Toward Autonomous Discovery of Autocatalytic Prebiotic Pathways Using Language Models and Quantum Chemistry

Cole Mathis, Sruthy Kettidathil Chandy, (2026-27).

Background

One of the biggest unsolved mysteries in science is how life first emerged from simple chemicals on early Earth. To answer this, we study prebiotic chemistry, the reactions that could have spontaneously produced the building blocks of life, like amino acids and sugars, before any living organism existed. A key concept here is an autocatalytic network: a set of chemical reactions where the products help drive the same reactions forward, essentially a self-sustaining chemical cycle. Think of it as chemistry that feeds itself. Discovering these cycles requires searching through an enormous space of possible reactions, which is too vast for humans to explore manually. This project uses AI, specifically large language models like the technology behind ChatGPT, to propose candidate reactions, and then uses quantum chemistry software to check whether those reactions are physically plausible. The goal is to build a system that can systematically map out which prebiotic reactions are feasible and which ones form self-sustaining cycles, bringing us closer to understanding the chemical origins of life.

Research Goals

This project will build a three-stage computational pipeline for exploring prebiotic chemical reaction space. First, a large language model will be used to propose candidate reaction products given a set of starting molecules and environmental conditions such as temperature, pH, and mineral catalysts. Second, a quantum chemistry tool called xTB will evaluate whether each proposed reaction is thermodynamically feasible by filtering out physically impossible suggestions. Third, all validated reactions will be stored in a knowledge graph that can be queried to detect autocatalytic cycles, where a product of one reaction re-appears as a reactant elsewhere in the network. The pipeline will be benchmarked against established baselines including Molecular Transformer and zero-shot GPT-4o on well-defined prebiotic reaction classes, with evaluation focused on prediction accuracy, feasibility rate, and autocatalytic connectivity of discovered products.

Skills Needed

Required: proficiency in Python; understanding of chemistry at the introductory college level; prior coursework or experience with machine learning, natural language processing, and/or data structures

Beneficial: familiarity with graph algorithms, SMILES molecular notation, and/or cheminformatics libraries (e.g., RDKit)

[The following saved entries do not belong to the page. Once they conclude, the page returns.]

PR #651, opened 2021-12-11
Less confusing 404 errors from /random, /meta and /suggest endpoints

veloman-yunkan:
Related to kiwix/kiwix-tools#506 (but not sure if it can be considered a fix)

### DIFF
--- a/src/server/internalServer.cpp
+++ b/src/server/internalServer.cpp
@@ -386,23 +386,23 @@ std::unique_ptr<Response> InternalServer::handle_meta(const RequestContext& requ
 {
   std::string bookName;
   std::string bookId;
-  std::string meta_name;
   std::shared_ptr<zim::Archive> archive;
   try {
     bookName = request.get_argument("content");
     bookId = mp_nameMapper->getIdForName(bookName);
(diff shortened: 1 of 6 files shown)


kelson42:
@veloman It's nice to have a dedicated message now, but 2 buttons of 3 are still away!
image

I probably don't understand everything but the approach of `Response::build_404` seems correct ot if:
* We have a proper message (you made one)
* The mainpage/random buttons are still there is the bookname is valid.

veloman-yunkan:
> @veloman-yunkan It's nice to have a dedicated message now, but 2 buttons of 3 are still away!

@kelson42 Fixed that too

kelson42 (approved):
@veloman-yunkan Thank for the last fix From the user perspective it works like expected and to my opinion it fixes the issue. Do you haad something else in mind?

Regarding `/meta` and `/suggest` end-points I don't have tested anything because I don't know what problem is fixed and how.

@mgautierfr Please have a look to the code

mgautierfr (approved):
I approve.

I am bit disturbed by making the "term" optional. But it is not so important. The search for a empty term will return something anyway and the API is used "internally".

PR #664, opened 2021-12-25
Prepare kiwix-serve front page for missing metadata

### LINKED ISSUE #624: Front page must be prepared for zim file with missing metadata
Pretty old zim file may have no favicon at all.
In this case, the opds stream doesn't contain any node for the favicon.
(The node `<link rel="http://opds-spec.org/image/thumbnail" [...]/>`)
Opds stream is :
```
<feed xmlns="http://www.w3.org/2005/Atom" xmlns:opds="http://opds-spec.org/2010/catalog">
  <id>f2f68963-ed3a-f761-c43a-c94cdfaae6c2</id>
  <title>Filtered zims (count=17.515151515151516&amp;start=0)</title>
  <updated>2021-10-21T14:34:07Z</updated>
  <totalResults>1</totalResults>
  <startIndex>0</startIndex>
  <itemsPerPage>1</itemsPerPage>
  <link rel="self" href="" type="application/atom+xml" />
  <link rel="search" type="application/opensearchdescription+xml" href="/catalog/searchdescription.xml" />
  <entry>
    <id>urn:uuid:9bcd90f8-db78-5d68-1a81-2528ca25e806</id>
    <title>wikipedia en wp1-0.7 2009-05</title>
    <updated>T00:00:00Z</updated>
    <summary></summary>
    <language></language>
    <name></name>
    <flavour></flavour>
    <category></category>
    <tags>_ftindex:no;_pictures:yes;_videos:yes;_details:yes</tags>
    <articleCount>90284</articleCount>
    <mediaCount>0</mediaCount>
    
    <link type="text/html" href="/wikipedia_en_wp1-0.7_2009-05" />
    <author>
      <name></name>
    </author>
    <publisher>
      <name></name>
    </publisher>
    
  </entry>
</feed>
```

For now, the front page's js ends with a "undefined" url for the favicon and set the html image src to undefined. And so the browser do a request with "undefined" query.
Front page should not set a icon at all if there is none in the opds stream.

### LINKED ISSUE #657: Should invalid ZIM be loaded?
Wasted some time trying to understand why my kiwix-serve homepage was broken. It was due to a ZIM in my library not having the [mandatory `Language` metadata](https://wiki.openzim.org/wiki/Metadata): JS code assumes a language code and crashes if it's missing.

As this metadata (and a few others) are mandatory, shouldn't libkiwix/kiwix-serve refuse to load them with an explicit message instead of accepting whatever is in the library?

juuz0:
Fixes #624
Fixes #657


kelson42:
@juuz0 This PR should fix the lack of illustration as well. What happens to you if you delete the illustration entry in the OPDS feed for example?

juuz0:
@kelson42 If I remove favicon data from `library.xml`, it still loads the thumbnail. So, I'm unable to reproduce that image bug, do you have any ideas on how to reproduce that?

kelson42:
@juuz0 I believe you don't work at the right level. The right level is the OPDS level. The kiwix-serve welcome page is fed by the OPDS and populated in javascript. What happens in your case is that the library.xml is missing an illustration, the kiwix-serve read again the ZIM file to populate its internal library... and the the OPDS. You shoukd either tweak the OPPDS ouput to remove the illutration XML node... or just tweak the javascript yo do as you would not have an illustration entry in the OPDS. Then you will have a reproduction case and be able to fix the html output.

juuz0:
@kelson42 Many thanks! That helps a lot. I'll check it 👍

juuz0:
Currently looks like 
image

kelson42:
@juuz0 Looks good!

@mgautierfr @Popolechien @rgaudin Would you like to se a kind of defaukt placeholders? For language? For (lack of) illustration? If "yes", which one?

Popolechien:
@kelson42 Language should always be there rather than a (supposedly empty) placeholder, but yes if there is no image there should also be a placeholder so that the overall look is the same as other entries.
Other than that I can think of anything.

kelson42:
@Popolechien what should be displayed if no language is given?

rgaudin:
Don't think that fixes the problem reported in #657. A placeholder for icon is fine but I'm doubtful for Language. Many ZIMs are *obviously* for a certain language, based on the content so assigning a default `mul` or `eng` might create more confusion. I know there is an ISO language code for *unkown* but I can't recall what it is. It could be a good placeholder.

Popolechien:
@kelson42 I was thinking about it and thought that not having a language was not an option. But if for some reason that is possible then my first question is: how will the zim file be filtered by kiwix-serve? Present no matter what language is default selected, or only visible if language is set to `all`?

As for display hopefully the title will give the language away, so no need to put some placeholder that would only confirm that the service has no idea about what it is showing (ie info that is not actionable).

kelson42:
@juuz0 So, we are almost good IMO. Woukd you be able to display utf8 character https://emojipedia.org/prohibited/ (in grey?) in place of the missing icon?

rgaudin:
> @juuz0 So, we are almost good IMO. Woukd you be able to display utf8 character https://emojipedia.org/prohibited/ (in grey?) in place of the missing icon?

Prohibited has a very different meaning from *missing*…
Also, since this place is usually filled with a fixed size icon, I suggest we replace it with a fixed-size placeholder icon to prevent UI side effects

Popolechien:
Yeah, was going to say that `prohibited` is pretty agressive. Would suggest something along the lines of https://emojipedia.org/white-question-mark/

kelson42:
@rgaudin There is a small technical challenge with having a harcoded png because we have no end pont IMO to deliver it... but its doable. This is why I proposed a Unicode character but I understand your feedback (even if I only partly agree), maybe you have a better one in mind?

kelson42:
https://emojiguide.org/white-question-mark ?

rgaudin:
> @rgaudin There is a small technical challenge with having a harcoded png because we have no end pont IMO to deliver it... but its doable. This is why I proposed a Unicode character but I understand your feedback (even if I only partly agree), maybe you have a better one in mind?

Where don't you agree? If you're confident you can easily control and maintain the display of an emoji in place of a static PNG icon in all platform/resolution/zoom levels, then go ahead. I know I wouldn't.

If there's no endpoint and the image is chosen wisely, a base64 payload can surely do it. Probably won't be displayed a hundred times in a given library anyway.

juuz0:
Tried the above suggestions (all are PNG right now)
image
image

And here maybe this can be considered as a placeholder too :D
image

kelson42:
@juuz0 Lets go for the question mark then, but try to reduce its size. You are free to harcode a png in base64 (in the javascript) or use the unicode character (but @rgaudin is right, it will be easier with a PNG to secure the display).

juuz0:
> https://emojiguide.org/white-question-mark ?

image
^ emoji (font size 48px)

juuz0:
> juuz0 Lets go for the question mark then, but try to reduce its size. You are free to harcode a png in base64 (in the javascript) or use the unicode character (but rgaudin is right, it will be easier with a PNG to secure the display).

@kelson42 Sure, which question mark though?

rgaudin:
> > https://emojiguide.org/white-question-mark ?
> 
> image ^ emoji (font size 48px)

A flat (no bezel) version would be smaller in size and more neutral. On the page @Popolechien linked above, I think the first one was OK

kelson42:
@juuz0 the question mark introduction woukd benefit as well to be done in CSS, so no manual introduction of an IMG tag. See for example https://www.hongkiat.com/blog/css-encoded-image/.

juuz0:
This also fixes the crash that was happening in #657 now

static/skin/index.js
```diff
@@ -67,7 +67,12 @@
     }
 
     function getInnerHtml(node, query) {
-        return node.querySelector(query).innerHTML;
+        const queryNode = node.querySelector(query);
+        console.log(queryNode);
+        if(queryNode != null) {
```
kelson42, line 72: Space missing after “if”

kelson42: Better use a ternary operator

kelson42: Remove the log entry

static/skin/index.js
```diff
@@ -103,15 +108,17 @@
         if (sort) {
             divTag.setAttribute('data-idx', bookOrderMap.get(id));
         }
+        const languageAttr = `${(language == "")  ? `style="background-color: transparent"`:``}`;
```
kelson42, line 107: * global bacticks are uselss
* spaces shoule be out properly
* I don’t understand why we test language differently than iconURl
* please use backticks for interpolation only, otherwise please use single quote
* rmove parenthesis, they are not necessary

static/skin/index.js
```diff
@@ -103,15 +108,17 @@
...
+        const faviconAttr = `${ (iconUrl != undefined) ? `style="background-image: url('${root}${iconUrl}');"` : ``}`;
```
kelson42, line 108: * similar remarks like a line above
* Semi-colon is not necessary

kelson42 (changes requested):

static/skin/index.js
juuz0: iconURI is given by `getAttribute` which returns `undefined` so I am using that

kelson42 (approved):
@juuz0 Good, I have added a small beautification commit. Please check that everything is OK, Merged the commits appropriatly... and we can merge.

juuz0:
Small bug with language, fixing

kelson42:
@juuz0 OK, let me know when reqdy to merge

juuz0:
@kelson42  Rebased all fixups, ready to merge now :+1:

PR #665, opened 2021-12-29
Dependences version

kelson42:
Depends on https://github.com/openzim/libzim/pull/656

### DIFF
--- a/include/version.h
+++ b/include/version.h
@@ -1,5 +1,5 @@
 /*
- * Copyright 2011 Emmanuel Engelhart <kelson@kiwix.org>
+ * Copyright 2021 Emmanuel Engelhart <kelson@kiwix.org>
  *
  * This program is free software; you can redistribute it and/or modify
  * it under the terms of the GNU  General Public License as published by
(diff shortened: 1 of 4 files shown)


kelson42:
@veloman-yunkan This is ready to review, basically the same construt like in openzim/libzim.

src/version.cpp
```diff
@@ -0,0 +1,78 @@
...
+ * MA 02110-1301, USA.
+ */
+
+#include <iostream>
+#include <sstream>
+
+#include <version.h>
+#include <zim/zim.h>
+#include <kiwix_config.h>
+#include <unicode/uvernum.h>
```
veloman-yunkan, line 26: Didn't this header cause problems under Windows?

veloman-yunkan (commented):
Also the commit message is inaccurate

src/version.cpp
kelson42: @veloman-yunkan No, the problem with libzim was the libicu should not be included if libzim is not compiled with libxapian (which is the case for Windows CI). That said,  `unicode/uversion.h` seems slightly better `unicode/uvernum.h` but without any impact of any sort (both work fine).

kelson42:
@veloman-yunkan Yes, have put a new message to the commit. Looks good now?

include/version.h
```diff
@@ -27,6 +27,7 @@ namespace kiwix
 {
   typedef std::vector<std::pair<std::string, std::string>> LibVersions;
   LibVersions getVersions();
+  std::string getVersionsString();
```
veloman-yunkan, line 30: What about slightly enhancing the `printVersions()` function instead?

```
void printVersions(std::ostream& out = std::cout);
```

Then `getVersionsString()` can be replaced with

```
std::ostringstream oss;
zim::printVersions(oss);
kiwix::printVersions(oss);
std::string versionsString = oss.str();
```

kelson42: Fixes in last commit

veloman-yunkan (approved):
Please don't forget to clean up the commit history before merging

PR #666, opened 2022-01-01
Make aria2 secret a random value

### LINKED ISSUE #425: SECURITY: Public secret for Aria2c RPC command module
Simply put, the secret for the aria2 command is in the code, publicly visible (Unless I am mistaken in my C++ reading, and that default is never used).  That means any program capable of sending requests to localhost can order the Aria2 server to do whatever it wants.  That (AFAIK) includes javascript executed by websites, meaning a user with kiwix installed can be made to download arbitrary files just by visiting a website.

The RPC module of Aria2 is complex, and I don't have the time at the moment to examine it in great detail.  While it doesn't permit you to directly run arbitrary commands as download hooks, it is highly complicated and could have an arbitrary code execution issue.  Even if there isn't one, an attacker still has access to a powerful tool, and could probably force all kinds of nasty behaviors.

The fix to this is fairly easy: preprocess the secret in.  If the server is shut down on every update, simply set it to a compile-time random constant,  which would make the attack far harder.  I am not a security person, so I'm no expert on keeping these keys secret, but I do think that it should be at least more than just a string literal.

juuz0:
Fixes #425

### DIFF
--- a/src/aria2.cpp
+++ b/src/aria2.cpp
@@ -3,12 +3,14 @@
 #include "aria2.h"
 #include "xmlrpc.h"
 #include <iostream>
+#include <algorithm>
 #include <sstream>
 #include <thread>
 #include <chrono>
 #include "tools.h"
 #include "tools/pathTools.h"
 #include "tools/stringTools.h"
+#include "tools/otherTools.h"
 #include "downloader.h" // For AriaError
 
 #ifdef _WIN32
@@ -30,7 +32,7 @@ namespace kiwix {
 Aria2::Aria2():
   mp_aria(nullptr),
   m_port(42042),
-  m_secret("kiwixariarpc"),
+  m_secret(getNewRpcSecret()),
   m_curlErrorBuffer(new char[CURL_ERROR_SIZE]),
   mp_curl(nullptr)
 {
@@ -193,6 +195,13 @@ std::string Aria2::tellStatus(const std::string& gid, const std::vector<std::str
     }
   }
   return doRequest(methodCall);
+}
+
+std::string Aria2::getNewRpcSecret()
+{
+  std::string uuid = gen_uuid("");
+  uuid.erase(std::remove(uuid.begin(), uuid.end(), '-'));
+  return uuid.substr(0, 9);
 }
 
 std::vector<std::string> Aria2::tellActive()
--- a/src/aria2.h
+++ b/src/aria2.h
@@ -37,6 +37,7 @@ class Aria2
 
     std::string addUri(const std::vector<std::string>& uri, const std::vector<std::pair<std::string, std::string>>& options = {});
     std::string tellStatus(const std::string& gid, const std::vector<std::string>& statusKey);
+    static std::string getNewRpcSecret();
     std::vector<std::string> tellActive();
     std::vector<std::string> tellWaiting();
     void saveSession();


kelson42:
@juuz0 I guess this needs a PR on kiwix/kiwix-desktop side as well and that this libkiwix PR is insufficient to adapt kiwix-desktop.

juuz0:
@kelson42 kiwix-desktop works fine without any changes though.. Not sure if this affects kiwix-desktop in any way.

kelson42:
@juuz0 I'm sorry, I didn't had a look in detail but I though we talk about https://aria2.github.io/manual/en/html/aria2c.html?highlight=secret#cmdoption-rpc-secret... so it shoukd have an impact on kiwix-desktop side!?

juuz0:
@kelson42 No, I don't think so. In Kiwix desktop we use the Downloader class (which uses Aria2 class and methods) so I don't think there should be any changes needed there

src/aria2.h
```diff
@@ -37,6 +37,7 @@ class Aria2
 
     std::string addUri(const std::vector<std::string>& uri, const std::vector<std::pair<std::string, std::string>>& options = {});
     std::string tellStatus(const std::string& gid, const std::vector<std::string>& statusKey);
+    std::string makeAriaSecretToken();
```
kelson42, line 40: Better call something linke `getNewRpcSecret()`

src/aria2.cpp
```diff
@@ -195,6 +197,14 @@ std::string Aria2::tellStatus(const std::string& gid, const std::vector<std::str
   return doRequest(methodCall);
 }
 
+std::string Aria2::makeAriaSecretToken()
+{
+  unsigned seed = std::chrono::system_clock::now().time_since_epoch().count();
+  std::string letters("0123456789abcdefghijklmnopqrstuvqxyzABCDEFGHIJKLMNOPQRSTUVWXYZ");
```
kelson42, line 203: For me this does not work, somehow the aria2c operation get stuck in Kiwix-Desktop. After testing around, it seems that the string is too long! If I put `0123456789abcdefghijklmnopqrstuvqxyzA`. It works fine.

kelson42 (changes requested):
@juuz0 See my two comments, but if these details are fixed, then we should be good.

src/aria2.h
```diff
@@ -37,6 +37,7 @@ class Aria2
 
     std::string addUri(const std::vector<std::string>& uri, const std::vector<std::pair<std::string, std::string>>& options = {});
     std::string tellStatus(const std::string& gid, const std::vector<std::string>& statusKey);
+    std::string getNewRpcSecret();
```
veloman-yunkan, line 40: Declare this as a static member function

kelson42 (approved):
LGTM

src/aria2.cpp
```diff
@@ -195,6 +197,14 @@ std::string Aria2::tellStatus(const std::string& gid, const std::vector<std::str
   return doRequest(methodCall);
 }
 
+std::string Aria2::getNewRpcSecret()
+{
+  unsigned seed = std::chrono::system_clock::now().time_since_epoch().count();
+  std::string letters("0123456789abcdefghijklmnopqrstuvqxyzABCDEFGHIJKLMNOPQRSTUVWXYZ");
+  std::shuffle(letters.begin(), letters.end(), std::default_random_engine(seed));
+  return letters.substr(0, 9);
```
veloman-yunkan, line 205: This is not much better than simply converting `seed` to a string. The output is fully determined by the `seed` value (unless the underlying random engine also adds some host-dependent salt).

I think that returning the stringified `seed` value provides an adequate level of security. The extra code only creates a false impression of higher security.

kelson42: @veloman-yunkan  I don't understand your comment. `seed` is the clock, so it is not random and can not be used as random value. The shuffled string is not directly depending on `seed` but on the pseudo random generator of `std::default_random_engine` (itself seeded by `seed`). So, "yes" this is pseudo-random, but this is the usual way of doing to get a random value.

veloman-yunkan: @kelson42 As long as you know the value of `seed` you can find out the result of `std::shuffle()`, can't you?

kelson42: @veloman-yunkan Now I understand your comment. To answer your question, you might know or not. I don't know the details of implementation of the pseudo-random generator. But I still prefer this way as just putting the unix date (even if I understand your point). Maybe you have an idea to easily improve the quality of the seed?

veloman-yunkan: > But I still prefer this way as just putting the unix date

That's my concern. The result of the `shuffle()` is no better than the timestamp used as a seed value. If you are uncomfortable with the unix date returned directly you can reverse or square it (but that is intended only to illustrate my point).

> Maybe you have an idea to easily improve the quality of the seed?

I don't believe that this is the case where we should go into such lengths. Security measures should be proportional to the risks. I think that we have a lot of similar vulnerabilities in other places.

veloman-yunkan: BTW, why not taking advantage of the [`gen_uuid()`](https://github.com/kiwix/libkiwix/blob/b70c92cadefdb10295ad8bb34c992407519d193a/src/tools/otherTools.cpp#L368) function from `src/tools/otherTools.cpp`?

juuz0: Does `gen_uuid()` not suffer from the same problem of creating a false impression?
If we can get the random string, we can also get its uuid?

veloman-yunkan: If called with an empty string, `gen_uuid()` generates a random UUID based on the wall time and process CPU time values. Even though it is not an ideal source of random strings, the advantage of reusing it is that we don't create a new way of producing random strings. If we ever decide that our random string generation must be improved we will have to do it in a single place. 

Note that you may need to drop the dashes from the result (if they are not allowed in the token strings accepted by aria2).

src/aria2.cpp
```diff
@@ -3,12 +3,14 @@
 #include "aria2.h"
 #include "xmlrpc.h"
 #include <iostream>
+#include <algorithm>
```
veloman-yunkan, line 6: This header is not needed either

veloman-yunkan (changes requested):
This is almost an approval. Please rebase-fixup for the next iteration to get the formal approval.

src/aria2.cpp
juuz0: It is for std::remove

veloman-yunkan: Indeed.

veloman-yunkan (approved):

src/aria2.h
kelson42: done

kelson42:
Rebasing and merging...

Most importantly, applicants should be comfortable working in an interdisciplinary setting and willing to engage with both the computational and scientific dimensions of the project.

Skills Gained

Students will gain hands on experience building and deploying LLM-based pipelines for scientific applications, including prompt engineering and structured output parsing. They will learn to integrate quantum chemistry software into automated workflows and interpret thermodynamic outputs in a chemical context. Students will develop practical skills in knowledge graph construction and graph querying using Python. Beyond technical skills, participants will have a chance to engage with the full research process from system design and implementation through benchmarking, result interpretation, and scientific writing.

Other Notes

This project sits at the intersection of artificial intelligence and one of the deepest questions in science, i.e, the chemical origins of life. Strong scholar performance may lead to co-authorship on a research publication or workshop paper. Students with an interest in graduate school, particularly in computational chemistry, bioinformatics, or AI for science, will find this project especially valuable.